▶ [YOUR INSTRUCTIONS]
Transcribe, word for word, the line containing "Cleanup outcome details in inspector output" and each line following it through the end of the listing below. Omit all other lines.
START DATA EXCERPTS
PR #123, opened 2016-02-11
Clean up setup.py and add support for JSON encoded private keys.

grybmadsci:


example/hello_world.py
```diff
@@ -95,9 +97,13 @@ def attachments(test):
...
-  # Example of how to upload to mfg-inspector.  Replace user email and key,
-  # these are dummy values.
-  #test.AddOutputCallback(output.UploadToMfgInspector(
-  #  'foobarbaz_gaia_id@developer.gserviceaccount.com',
-  #  open('my-upload-key.p12', 'r').read()))
+  # Example of how to upload to mfg-inspector.  Replace filename with your
+  # JSON-formatted private key downloaded from Google Developers Console
+  # when you created the Service Account you intend to use, or name it
+  # 'my_private_key.json'.
+  if os.path.isfile('my_private_key.json'):
```
fahhem: are these named `.json` when downloaded or something else?

setup.py
```diff
@@ -141,5 +142,12 @@ def run_tests(self):
         'clean': CleanCommand,
         'test': PyTestCommand,
     },
-    install_requires=requires,
+    install_requires=install_requires,
+    setup_requires=[
+        'wheel==0.29.0',
+    ],
+    tests_require=[
```
fahhem: I've had trouble getting travis to play well with tests_require, which is why mock and pytest are in test_reqs.txt instead.

example/hello_world.py
grybmadsci: they are named <something>.json when downloaded.

setup.py
grybmadsci: hm, they can be in test_reqs.txt to make travis work, but manually running python setup.py test doesn't work if they aren't also included somewhere here, and tests_require is a more correct place than install_requires.  i'd prefer not to make the user manually pip install -r test_reqs.txt when setuptools provides a mechanism specifically for this purpose.

jettisonjoe:
LGTM

PR #128, opened 2016-02-12
Explain certain exceptions in build_proto

fahhem:


setup.py
```diff
@@ -61,15 +61,28 @@ def run(self):
...
           self.protoc,
           '--proto_path', self.indir,
           '--proto_path', self.protodir,
           '--python_out', self.outdir,
-          ] + protos)
+      ] + protos
+      try:
+        subprocess.check_call(cmd)
+      except OSError as e:
+        if e.errno == 2:
```
grybmadsci: prefer errno.ENOENT instead of 2.

setup.py
```diff
@@ -61,15 +61,28 @@ def run(self):
...
+          print 'You need to install the protobuf compiler.'
```
grybmadsci: 'You may need to...' it's a bit of an assumption to make that ENOENT was definitely because of a missing protoc.

grybmadsci:
LGTM, pending minor nits.

setup.py
fahhem: Done

setup.py
fahhem: Done. ENOENT means the binary didn't exist, so protoc wasn't at the location so I added that message.

setup.py
```diff
@@ -61,15 +62,30 @@ def run(self):
...
+      ] + protos
+      try:
+        subprocess.check_call(cmd)
+      except OSError as e:
+        if e.errno == errno.ENOENT:
+          print 'You may need to install the protobuf compiler.'
+          print ('On many Linux systems, this is done by installing the '
+                 '"protobuf-compiler" and "libprotobuf-dev" packages.')
+          print ('If you have it installed, then we cannot find it at '
+                 '%s' self.protoc)
```
jettisonjoe: Picking nits here, but this is a little verbose. How about something like:
```
          print ('Could not find the protobuf compiler at '
                 '%s.' % self.protoc)
          print ('On many Linux systems, this is fixed by installing the '
                 '"protobuf-compiler" and "libprotobuf-dev" packages.')
```

fahhem: Fixed

setup.py
```diff
@@ -61,15 +62,28 @@ def run(self):
...
           '--proto_path', self.protodir,
           '--python_out', self.outdir,
-          ] + protos)
+      ] + protos
+      try:
+        subprocess.check_call(cmd)
+      except OSError as e:
+        if e.errno == errno.ENOENT:
+          print 'Could not find the protobuf compiler at %s' % self.protoc
+          print ('On many Linux systems, this is done by installing the '
```
jettisonjoe: s/done/fixed/

fahhem:
Fixed. I only changed a string, so the test results from earlier should be sufficient :)

setup.py
```diff
@@ -61,15 +62,28 @@ def run(self):
...
+        if e.errno == errno.ENOENT:
+          print 'Could not find the protobuf compiler at %s' % self.protoc
+          print ('On many Linux systems, this is fixed by installing the '
+                 '"protobuf-compiler" and "libprotobuf-dev" packages.')
+        raise
+      except subprocess.CalledProcessError:
+        print 'Could not build proto files.'
+        print ('This could be due to missing helper files. On many Linux '
+               'systems, this is fixed by installing the '
+               '"libprotobuf-dev" package.')
```
grybmadsci: oh, uh, this should raise too... otherwise it silently keeps going and it looks like the build succeeded.

PR #129, opened 2016-02-12
Cleanup outcome details in inspector output

fahhem:


grybmadsci:
Nice cleanup, thanks!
END DATA EXCERPTS
▶ [RESPONSE TO THE EXERCISE]
Cleanup outcome details in inspector output

fahhem:


grybmadsci:
Nice cleanup, thanks!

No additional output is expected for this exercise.